A couple have been arrested in a Paycheck Protection Program (PPP) loan bank fraud in Tulsa.
The couple Ibanga Etuk, 41, pleaded guilty to one count of bank fraud and one count of aggravated identity theft on April 9. Teosha Etuk, 33, pleaded guilty to one count of bank fraud on April 6.
The Tulsa couple who fraudulently applied for Paycheck Protection Program forgivable loans guaranteed by the Small Business Administration under the Coronavirus Aid, Relief, and Economic Security (CARES) Act pleaded guilty in federal court, announced Acting U.S. Attorney Clint Johnson.

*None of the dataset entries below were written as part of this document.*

Issue #931, opened 2022-01-20
Fix hover info for observation trace in `SimulationTimeSeries`


jorgenherje:
Fix incorrect hover info for observation trace in `SimulationTimeSeries`-plugin when grouped by `Time Series`. 

Hover info shows: `"Observation: Observation"`:

![image](https://user-images.githubusercontent.com/82032112/150296709-b14fb410-56e3-4888-b9e1-6856fff4b768.png)

**Fix**
Add default behavior:  `legend_group: "Observation"` for `create_vector_observation_traces()`-method, and remove usage of `legend_group` argument in `vector_subplot_builder.py`.

jorgenherje:
Closed by: https://github.com/equinor/webviz-subsurface/pull/937

PR #937, opened 2022-01-24
Fix hover info for observation trace new SimulationTimeSeries plugin

jorgenherje:
Fix incorrect hover info for observation trace in `SimulationTimeSeries`-plugin when grouped by Time Series.

Default name and legend group fixing issue with trace name in hover info.

Resolves issue: https://github.com/equinor/webviz-subsurface/issues/931

----

### Contributor checklist

- Default legend group and name "Observation".
- Updated unit test

### DIFF
--- a/webviz_subsurface/plugins/_simulation_time_series/utils/create_vector_traces_utils.py
+++ b/webviz_subsurface/plugins/_simulation_time_series/utils/create_vector_traces_utils.py
@@ -22,43 +22,50 @@ from ..utils.from_timeseries_cumulatives import is_interval_or_average_vector
 
 
 def create_vector_observation_traces(
-    vector_observations: dict, color: str = "black", legend_group: Optional[str] = None
+    vector_observations: dict,
+    color: str = "black",
+    legend_group: Optional[str] = None,
+    show_legend: bool = False,
 ) -> List[dict]:
     """Create list of observations traces from vector observations
 
     `Input:`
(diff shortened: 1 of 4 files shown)


webviz_subsurface/plugins/_simulation_time_series/utils/create_vector_traces_utils.py
```diff
@@ -22,43 +22,50 @@
...
     List of marker traces for each observation for vector
     """
     observation_traces: List[dict] = []
 
+    _name = "Observation" if legend_group is None else "Observation: " + legend_group
+    _legend_group = "Observation" if legend_group is None else legend_group
+
     for observation in vector_observations.get("observations", []):
-        hovertext = observation.get("comment", "")
+        hovertext = observation.get("comment", None)
```
anderskiaer, line 49:
```suggestion
        hovertext = observation.get("comment")
```
I think `None` is default?

anderskiaer (approved):
LGTM! A minor comment only. Add a changelog entry?

anders-kiaer (approved):

webviz_subsurface/plugins/_simulation_time_series/utils/create_vector_traces_utils.py
jorgenherje: That's true!

PR #944, opened 2022-01-28
`WellCompletion` handling different zone → layer mappings over realizations

### LINKED ISSUE #899: Make `WellCompletion` handle different zone->layer mappings per realization
The `WellCompletion` plugin is dependent on a fixed zone->layer mapping in all realizations. But this is not always the case, f.ex in Drogon the zone layer mapping is varying between realizations. The `zone_layer_mapping.lyr` file is already genereated per realizations, and the solution is that this also needs to be read and used per realization.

The Acting U.S. Attorney Clint Johnson said: “Ibanga and Teosha Etuk exploited the COVID-19 pandemic to steal taxpayer-funded resources from small businesses, and because of this, they are now convicted felons”.
He added: “The Coronavirus Anti-Fraud Team and our partners at the Small Business Administration, Federal Reserve Board and FBI remain committed to protecting the integrity of critical resources provided by Congress to assist the American people.”
Ibanga Etuk admitted that from April 6, 2020, to April 29, 2020, he knowingly applied for a Paycheck Protection Program loan from Frontier State Bank under false pretenses. The defendant lied about the number of people employed during the previous months of purported operations, the payroll expenditures during the previous months, taxes paid during previous months of operation, ownership of the business, and relationships between the parties in a $300,000 loan application submitted for Ab0veAll Business Inc.
Ibanga Etuk further admitted that during the same time he unlawfully used another individual’s identity on payroll records submitted to Frontier State Bank when he applied for the $300,000 ppp loan.
Teosha Etuk admitted that from April 14, 2020, to April 29, 2020, she fraudulently applied for a Paycheck Protection Program loan through First Liberty Bank. Specifically, she lied about the number of people employed during the previous months of purported operations, the payroll expenditures during the previous months, taxes paid during previous months of operation, ownership of the businesses, and relationships between the conspirators in a loan application for $150,000 for the company TMARK Enterprises, Inc.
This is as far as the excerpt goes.